Jeśli czytaliście moje wpisy na temat smartfonów z Chin, to musieliście trafić na wzmiankę o modelu Ulefone Be Touch 2. Mogliście nie zapamiętać samej nazwy, ale na pewno zwróciliście uwagę na jego wygląd. Jeśli tak nie było, to podpowiem Wam, że wyglada jak iPhone 6. Nie będziemy kłócić się kto pierwszy wprowadził na rynek model w takiej obudowie, bo nie czas i miejsce na to. Jednak musicie przyznać, że są podobni do siebie, a jeśli by nie patrzeć na tył, to naprawdę można się pomylić. Zresztą, sam producent nie kryje tego podobieństwa i podaje, że Ulefone Be Touch2 podobny jest do iPhone’a.
Między Ulefone Be Touch 2, a Be Touch 3 nie ma wielkich różnic w specyfikacji, a nawet w cenie.

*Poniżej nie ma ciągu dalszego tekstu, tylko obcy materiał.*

PR #758, opened 2023-08-29
DOCS: adjusted documentation for host parameter

VictorS:
modified description of host parameter, detailing the behavior when parameter is omitted.
can't run npm run docs, as I do not have npm installed.


VictorS:
installing npm for md generation

PR #760, opened 2023-08-30
UI: bladeburner.getactionrepgain() signature includes more type and default details

### LINKED ISSUE #65: Bladeburner.getActionRepGain() docs mismatch functionality
[smmalis37]
https://github.com/danielyxie/bitburner/blob/dev/markdown/bitburner.bladeburner.getactionrepgain.md specifies that the `level` argument is supposed to be optional, although It doesn't specify what the result will be in the case that this argument is omitted. However the current implementation requires a level value to be passed in, and will throw an exception if one is not.

[phyzical]
> hmm source wise it should be optional, and will default to the current actions level if nothing is provided,
> 
> what is the exception that is thrown?

[smmalis37]
> Taking a quick glance, I believe the exceptions that I'm seeing are all coming from the [helper.number call](https://github.com/danielyxie/bitburner/blob/371de216ea4bb07f83baa142f00f1acf5b4d3520/src/NetscriptFunctions/Bladeburner.ts#L162), as I believe it doesn't let null/NaN through to hit the later if.

myCatsName:
closes #65

# Bug fix

#65 said "the current implementation requires a level value to be passed in, and will throw an exception if one is not." and more specifically "I believe it doesn't let null/NaN through"

image

I tested some values and yes `null` and `NaN` throw exception, but a level value is not required. For my understanding of null, it seems like the behavior is correct (not acting as a number), so I don't suggest that change.
image

I did add a minor update to signature so level type and default might be more clear.

image

### DIFF
--- a/markdown/bitburner.bladeburner.getactionrepgain.md
+++ b/markdown/bitburner.bladeburner.getactionrepgain.md
@@ -18,7 +18,7 @@ getActionRepGain(type: string, name: string, level: number): number;
 |  --- | --- | --- |
 |  type | string | Type of action. |
 |  name | string | Name of action. Must be an exact match. |
-|  level | number | Optional action level at which to calculate the gain |
+|  level | number | Optional number. Action level at which to calculate the gain. Will be the action's current level if not given. |
 
 **Returns:**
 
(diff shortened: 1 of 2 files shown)


Snarling:
Not really "UI" category... But I can just change the title of the squashed merge commit.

Niewielkie zmiany w procesorze, grafice, lekka kosmetyka projektu. Obydwa modele posiadają czytnik linii papilarnych, te same aparaty i podobne wymiary.
Patrząc na obydwa modele nie trudno zauważyć, że nawiązują do wspomnianego iPhone w wersji 6 Plus. Takie porównanie wychodzi tylko na korzyść chińskiej marce i na pewno znajdzie wielu zwolenników. Dużo osób twierdzi, że z chęcią by zakupiło sprzęt Apple gdyby pracował pod kontrolą systemu Android. W przypadku Ulefone jest to jakieś rozwiązanie.
Ulefine Be Touch 2 kosztuje około 638 złotych. Natomiast Ulefone Be Touch 2 około 718 złotych.
3 comments
souacz
20 listopada 2015 at 20:50
Chamówa trochę na tym Gearbest, wczoraj kupiłem tam telefon i od tego czasu mam kupę spamu z całego świata (reklamy z tanią elektroniką) na adres na który się rejestrowałem.
takjest
21 listopada 2015 at 10:27
Ja mam tylko oferty z samego sklepu. Nie dostaję nic innego.
souacz
22 listopada 2015 at 02:17
ja dostałem do dzisiaj dwie z Hiszpanii, trzy z Ameryki Pd, dwie z USA i kilka z Chin (po chińsku…). Nie jest to przypadek bo przedtem nigdy nie dostawałem tego typu ofert a maila, na który zarejestrowałem się w sklepie, używam bardzo rzadko.